# Willie Taking a Pigeon Bubble Bath !!!!



## roadrunnermike (Nov 14, 2009)

Yesterday I was playing with Willie ,, You know Snuggleing, kissing,,, Then I said ( YO! Dog You Smell Like a Pigeon ) so I gave Him a Bubble Bath! and He Loves to snuggle in His Towel after His bath! He just sat there and made some little Pigeon noises! Talking to Me! 
Anyway Im thinking I may be able to market an Entire Line of Willie the Pigeons Bath oil and Fragrence Line,, I Can See Us on HSN. a 2 HR. show, with a bunch of Model Pigeons,, modeling and testing His New Line of Bubble Bath, after Bath Lotion, after shave, and of course His Signature Fragrence, 
( De Essence De Pigeonie ) Yes,, To order now call ( 1-800-pigeon )


----------



## c.hert (Jan 15, 2010)

Thats one clean pretty bird you got there and who knows what the business person in you can do to make money---sounds good to me....c.hert


----------



## TAWhatley (Mar 6, 2001)

Very COOL Mike and Willie! I'll be looking forward to the new fragrance line!

Terry


----------



## Skyeking (Jan 17, 2003)

Yep, Willie is going to be famous...one way or another...  

Thanks for sharing Willie's bath time with us.


----------



## rackerman (Jul 29, 2009)

when is it for sale.......lol


----------



## mr squeaks (Apr 14, 2005)

ROFL...actually, Treesa, I think Willie is *already* famous! 

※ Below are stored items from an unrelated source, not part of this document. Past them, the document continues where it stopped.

Issue #1268, opened 2018-10-10
test_thinpool_expand needs to be rewritten


mulkieran:
With changes in source from 1.0 release as well as changes in the test itself, it only accidentally tests anything.

Changes in the underlying source that effect this test that I know of:

* the data lowater value is no longer a constant since it can be, and is, set dynamically in ```ThinPool::setup``` and ```ThinPool::new```. So, using ```DATA_LOWATER``` in determining whether it is time to extend is now incorrect.

Changes in the test code that effect the test that I know of:

* The addition of BufWriter means that the data being written is buffered and that the pool has not necessarily reached the low water mark when the amount of data corresponding to the difference between the original size of the data device and the low water mark has been written.

The way I think that pool extension test should be written instead:
* Setup as before.
* Loop while writing data.
       * Use thinpool status result to check data total, data usage.
        * Use thinpool dev info to check data lowater
        * Stop writing when free space in thinpool dev falls below its data lowater. This simulates catching the event.
* Call ```ThinPool::extend_thin_data_device``` to extend the pool.
* Use thinpool status to verify change in total data.

mulkieran:
There are more problems in this test than I realized. One of the problems is that assumption of exactitude. As we expand the file, we can actually guarantee that the filesystem won't be expanded more,, so that the amount of data written to the file is actually less than the expansion of the filesystem and thindev.

PR #1260, opened 2018-10-04
Increase DATA_LOWATER to 1024

agrover:
I haven't been able to root-cause "25 filesystems" issue (#1152) but
it does appear that raising DATA_LOWATER to 1024 makes the issue no
longer reproduce.

Rename INITIAL_DATA_SIZE to DEFAULT_INITIAL_DATA_SIZE, and bump it up to
2 GiB. Let's not be stingy, and this will work better with the higher
DATA_LOWATER. But, still allow pools consisting of one blockdev of
MIN_DEV_SIZE by allocating via a request instead of alloc.

This may fix #1242.

Signed-off-by: Andy Grover <agrover@redhat.com>

PR #1284, opened 2018-10-18
Rewrite test_thinpool_expand

mulkieran:
Resolves: #1268.

### DIFF
--- a/src/engine/strat_engine/cmd.rs
+++ b/src/engine/strat_engine/cmd.rs
@@ -163,3 +163,8 @@ pub fn udev_settle() -> StratisResult<()> {
 pub fn create_ext3_fs(devnode: &Path) -> StratisResult<()> {
     execute_cmd(Command::new("mkfs.ext3").arg(&devnode))
 }
+
+#[cfg(test)]
+pub fn xfs_repair(devnode: &Path) -> StratisResult<()> {
+    execute_cmd(Command::new("xfs_repair").arg("-n").arg(&devnode))
+}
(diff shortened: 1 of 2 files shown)


mulkieran:
Note that this will resolve some of the problems w/ the tests in #1260. It is reasonable to fix the test first, so that it is not necessary to alter #1260 to fix up a test that is not actually working. It is more efficient and makes the commit log more aesthetic to fix the test first.

mulkieran:
However, there is one big flaw in the test...the file system is not being expanded.

mulkieran:
```
---- engine::strat_engine::thinpool::thinpool::tests::real_test_thinpool_expand stdout ----
	thread 'engine::strat_engine::thinpool::thinpool::tests::real_test_thinpool_expand' panicked at 'assertion failed: `(left == right)`
  left: `DataBlocks(766)`,
 right: `DataBlocks(768)`', src/engine/strat_engine/thinpool/thinpool.rs:1771:21
```

the amount written is 2 data blocks less than the original total.

mulkieran:
rebased.

mulkieran:
rebased again, to get line numbers right.

mulkieran:
> Maybe I'm not understanding the unit test fully, but it appears that it creates a file system, but then proceeds to write to the underlying block device directly. If this is indeed correct, that will corrupt the FS. I believe we should mount the FS and write to a file on it instead. Then we could umount FS when done and do a fsck to ensure that it's still intact while doing the other checks too.

I think that is a good idea, because the operation of stratis does not expect that users will be writing directly to the device node. I'll make that change as well while I'm at it.

mulkieran:
Whoops, remember to create the file.

mulkieran:
Note that fsck.xfs does nothing, successfully according to its man page. Again according to the man page, to check consistency of the filesystem in situ must use ```xfs_repair```.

Many thanks for the latest adventure in Willie's quite interesting life, Mike!!

You guys are *grrreat!!*

Give that delightful Willie Hugs and Scritiches

With love from

Shi/Mr. Squeaks/Dom/Gimie/WoeBeGone/Rae Charles


----------



## doveone52 (Aug 3, 2009)

Looking (and smelling) good, Willie!


----------